The scraper implements a modular architecture with clear separation of concerns across seven R scripts. The main.r file orchestrates the entire workflow, coordinating query formulation, link collection, data extraction, and output generation. The classes.r module defines R6 object-oriented structures for Questions, Answers, and Comments, enabling hierarchical data modeling that preserves the natural structure of Stack Overflow content. The queryOptions.r system handles advanced query formulation, supporting all Stack Overflow search operators including tags, score thresholds, view counts, and code snippets.

The tool supports filtering through Stack Overflow's search syntax, enabling users to construct precise queries. Users can filter by tags like python or opencv while excluding others, specify minimum scores to focus on high-quality questions, require minimum answer counts to ensure solutions exist, and sort by view counts to identify widely-encountered problems. The system can even search for specific code patterns, enabling identification of how particular APIs or functions are being used in practice. Support for closed/duplicate filtering helps focus on active, unique questions. The query builder works both interactively through prompts and programmatically through parameter passing, providing flexibility for different use cases.
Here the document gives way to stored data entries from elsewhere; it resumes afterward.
PR #37, opened 2020-09-09
Coverage test: keep stdin open

aghecenco:
Pytest closes stdin by default, so any processes spawned from it won't have it. As some tests in various rust-vmm crates might need stdin to be open, we mock it with a (currently empty) byte stream, which we can extend in the future.

### DIFF
--- a/integration_tests/test_coverage.py
+++ b/integration_tests/test_coverage.py
@@ -79,7 +79,9 @@ def _get_current_coverage(coverage_config):
         exclude_pattern
     )
 
-    subprocess.run(kcov_cmd, shell=True, check=True)
+    # Pytest closes stdin by default, but some tests might need it to be open.
+    # In the future, should the need arise, we can feed custom data to stdin.
+    subprocess.run(kcov_cmd, shell=True, check=True, input=b'')
 
     # Read the coverage reported by kcov.
     coverage_file = os.path.join(kcov_output_dir, 'index.js')


integration_tests/test_coverage.py
```diff
@@ -79,7 +79,9 @@ def _get_current_coverage(coverage_config):
         exclude_pattern
     )
 
-    subprocess.run(kcov_cmd, shell=True, check=True)
+    # Pytest closes stdin by default, but some tests might need itto be open.
```
andreeaflorescu, line 82: typo: itto

integration_tests/test_coverage.py
```diff
@@ -79,7 +79,9 @@ def _get_current_coverage(coverage_config):
...
+    # In the future, should the need arise, we can feed custom data to stdin.
+    subprocess.run(kcov_cmd, shell=True, check=True, input=b'')
```
andreeaflorescu, line 84: I looked through the documentation, but cannot really understand what is the impact of having input=empty byte. It seems like this means that stdin will be a `PIPE`? Really not sure what is going on there. Could you expand on what happens (not in the code, but just in a comment here :)))

aghecenco: `stdin` won't be a `PIPE`, it will be a stream composed of the bytes passed here through `input=`. Without specifying `stdin=<something>` in the `subprocess.run` call, `stdin` gets closed by default. Some tests (looking at you, `vmm-reference` with stdin serial) expect `stdin` to be open, even if there's nothing coming through. Since the behavior before was to close it, passing an empty byte stream doesn't break existing behavior while circumventing the problem.

andreeaflorescu (approved):

lauralt (approved):

PR #49, opened 2020-10-14
buildkite: Skip cargo audit check temporarily

sameo:
Until our container moves to cargo audit v0.12.0.
See https://github.com/RustSec/advisory-db/issues/414#issuecomment-702479926

Signed-off-by: Samuel Ortiz <sameo@linux.intel.com>

### DIFF
--- a/.buildkite/pipeline.yml
+++ b/.buildkite/pipeline.yml
@@ -207,6 +207,7 @@ steps:
   - label: "cargo-audit"
     commands:
       - cargo audit -q
+    skip: "Skipping until we move cargo audit to v0.12.0. See https://github.com/RustSec/advisory-db/issues/414#issuecomment-702479926"
     retry:
       automatic: false
     agents:


aghecenco (dismissed):

.buildkite/pipeline.yml
```diff
@@ -206,7 +206,7 @@ steps:
 
   - label: "cargo-audit"
     commands:
-      - cargo audit -q
+      - echo "Skipping cargo audit for now, see https://github.com/RustSec/advisory-db/issues/414#issuecomment-702479926" # cargo audit -q
```
andreeaflorescu, line 209: Can you use the `skip` field instead? You can check an example here: https://github.com/rust-vmm/rust-vmm-ci/blob/c8cf2b70dc21030172f77d5ac3c579c72eacc76e/.buildkite/pipeline.yml#L182

sameo: Nice. I changed it now.

andreeaflorescu (approved):

aghecenco (approved):

Issue #41, opened 2020-09-24
Make test commit work with repositories specified with `git`


andreeaflorescu:
[`test_commit_format`](https://github.com/rust-vmm/rust-vmm-ci/blob/master/integration_tests/test_commit_format.py) forever hangs when the repository is specified with `git` instead of `https`.
The reason it hangs is that doing `git fetch` in the docker container awaits user input to fetch from the unknown host (in this case github). A quick fix here is to run `ssh-keyscan -t rsa github.com >> ~/.ssh/known_hosts` before calling `git fetch`. This way at least the test will just fail, and not hang.

The second problem is that we need to forward the ssh keys on the host for git to work (and configure the ssh agent). No idea how to do that in a safe/sane way.

PR #56, opened 2020-12-08
don't run commit test for repos specified with git

lauralt:
Commit format test hangs if the repository is specified with git, we should skip the test for these repos until we find a safe way to run the test for these too (see #41 for more details about why is not safe).
Test is still running for repos with `https`: https://buildkite.com/rust-vmm/vm-superio-ci/builds/33


andreeaflorescu (approved):

andreeaflorescu:
This solution is soooo nice :+1: :100:

aghecenco (approved):

alexandruag (approved):

Issue #64, opened 2021-06-02
Expose vhost vdpa device to container


aghecenco:
To unblock https://github.com/rust-vmm/vhost/pull/33, several conditions must be met:
1. CI kernel version should be >= 5.7 (currently 5.4)
2. vhost vdpa kernel modules should be loaded (see https://github.com/rust-vmm/vhost/pull/33#issuecomment-843225243)
3. the `/dev/vhost-vdpa-0` device should be exposed to the container (see https://github.com/rust-vmm/vhost/pull/33#issuecomment-806000344)

1 and 2 can be fixed by updating the AMIs for the CI runners. This issue tracks step 3, for which we need to update the Buildkite pipeline so that the steps that involve running the unit tests can access the device. The device needs to be passed in the Buildkite yaml as `devices=[ "/dev/vhost-vdpa-0" ]` (see [documentation](https://github.com/buildkite-plugins/docker-buildkite-plugin#devices-optional-array)).

PR #65, opened 2021-06-02
vhost vdpa: expose device to container

aghecenco:
This PR exposes the `/dev/vhost-vdpa-0` device to the test container, to unblock testing vhost-vdpa support properly (see https://github.com/rust-vmm/vhost/pull/33). 

Do not merge until the CI images are upgraded so that the `/dev/vhost-vdpa-0` device exists on the host.

#64

### DIFF
--- a/.buildkite/pipeline.yml
+++ b/.buildkite/pipeline.yml
@@ -80,6 +80,7 @@ steps:
           always-pull: true
           volumes:
             - "/tmp:/tmp"
+          devices: [ "/dev/vhost-vdpa-0" ]
 
   - label: "unittests-gnu-arm"
     commands:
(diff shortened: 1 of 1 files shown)


andreeaflorescu:
I think we might need to take a step back and think about how we want to support this in the future. It looks a bit odd to need to make the rust-vmm-ci device specific. What I have in mind is maybe thinking about the possibility for the rust-vmm-ci pipeline to be configurable, allowing the individual CIs to set additional parameters somehow.

Depending on how hard that might actually be, we can take the shortcut in this PR temporarily.

andreeaflorescu:
This is no longer needed because we're adding the changes in vhost directly. We still need to figure out a nicer way to pass custom configurations to rust-vmm-ci. I'll open a separate issue for that.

The scraping engine leverages the rvest package for robust HTML parsing with XPath and CSS selectors. The getAllQuestionsLinks.r module implements intelligent pagination, automatically requesting additional pages until the desired number of results is collected, with each page containing up to 50 questions. Captcha detection and handling is built-in, with the system pausing when it detects a challenge and prompting the user to solve it before continuing. The extractDataFromQuestionPage.r module performs deep extraction from individual question pages, parsing the hierarchical structure of questions, their multiple answers, and nested comments.

For each question, the scraper extracts the full title, vote count indicating community value, complete question text preserving formatting, all code snippets separately identified, and total answer count. For each answer, it captures the unique answer ID for tracking, complete answer text with formatting, all code blocks within the answer, vote count showing community validation, and the full comment thread with user attribution.

The tool generates outputs optimized for different analysis scenarios.

CSV format exports tabular data including question titles, votes, answer statistics, and aggregate metrics like total votes across all answers and comment counts. This format is ideal for quantitative analysis, statistical processing, and dashboard integration.

YAML format preserves the complete hierarchical structure including full text content of questions, answers, and comments, code snippets with proper formatting, and nested comment threads. This format is perfect for qualitative analysis, content mining, and detailed case studies.

JSON format stores the collected question links, enabling checkpointing and reproducibility of data collection sessions.